Module-by-Module Behavior

  • M1:
    • AI infers likely answers for unanswered questions based on answered responses and evidence notes.
    • UI per question: “Sugerencia IA” card with Apply and Dismiss.
    • Applying uses existing response save route so scoring pipeline is unchanged.
  • M2:
    • AI analyzes strategic data + evidence counts to propose prioritized actions and missing evidence by section.
    • UI in each section + results tab: “Plan sugerido por IA”.
    • Suggested field values are shown as explicit apply actions, never auto-written.
  • M3:
    • Keep deterministic scoring as base.
    • AI re-ranks only top deterministic candidates to control latency/cost.
    • UI shows three values: deterministic score, AI fit, blended score; reasons become semantic and more specific.
  • M7:
    • AI creates a prioritized compliance playbook from existing alerts/deadlines/checklist.
    • UI adds “Plan IA” tab with incident predictions + actions with owner suggestion and target date.
    • No severity/status changes are auto-applied.
  • M10:
    • AI simulates auditor perspective using latest simulation and dossier.
    • UI adds “Dictamen IA” with likely findings, missing evidence, and remediation order.
    • Deterministic section scores remain unchanged and visible alongside AI narrative.

Test Plan

  • Unit tests:
    • AI parser/normalizer for each module schema.
    • prompt truncation + fallback behavior.
    • suggestion persistence lifecycle (GENERATED -> ACCEPTED/DISMISSED).
  • Route tests:
    • auth, validation, malformed JSON handling.
    • OpenAI failure paths return structured fallback/empty-assist safely.
  • Integration tests:
    • M1 apply suggestion updates response but does not break scoring calculations.
    • M2/M3/M7/M10 AI outputs render without changing deterministic KPIs/scores unless user explicitly applies where applicable.
  • Regression tests:
    • existing deterministic test suites for M1/M2/M3/M7/M10 continue passing unchanged.
  • Acceptance scenarios:
    • each module can produce at least one AI suggestion with trace metadata.
    • user can accept/dismiss and decision is persisted.
    • pages remain functional when AI is unavailable.

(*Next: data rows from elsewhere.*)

PR #918, opened 2024-09-26
Combobox: Fix "Apply" button positioning when scrolling

ashharrison90:
- fix "Apply" button positioning when scrolling
- believe this was caused by the enablement of `bodyScrolling` - need to use a "fixed" positioning strategy instead now

# before 

https://github.com/user-attachments/assets/6452ea78-5601-4e5e-9a61-74bf3b9da174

Environment and Rollout Defaults

  • New env vars:
    • OPENAI_SMART_MODEL=gpt-4.1
    • OPENAI_SMART_FALLBACK_MODEL=gpt-4.1-mini
    • OPENAI_SMART_TIMEOUT_MS=75000
    • OPENAI_SMART_MAX_CHARS=55000
    • optional per-module overrides (OPENAI_M1_MODEL, OPENAI_M2_MODEL, etc.).
  • Rollout:
    • Phase 1: backend + trace model + M3 and M10 (highest visible value).
    • Phase 2: M1 and M2 assist flows.
    • Phase 3: M7 predictive playbook tuning.
  • Documentation updates:
    • add a new section in README for “AI Assist Modules (M1/M2/M3/M7/M10)” and env variables.

Assumptions

  • Current auth gating behavior remains unchanged in this scope.
  • AI output language is Spanish for end-user text.
  • No auto-application beyond explicit user action.
  • Existing AI-enabled modules (M4/M5/M6/M8/M9) are not refactored in this effort.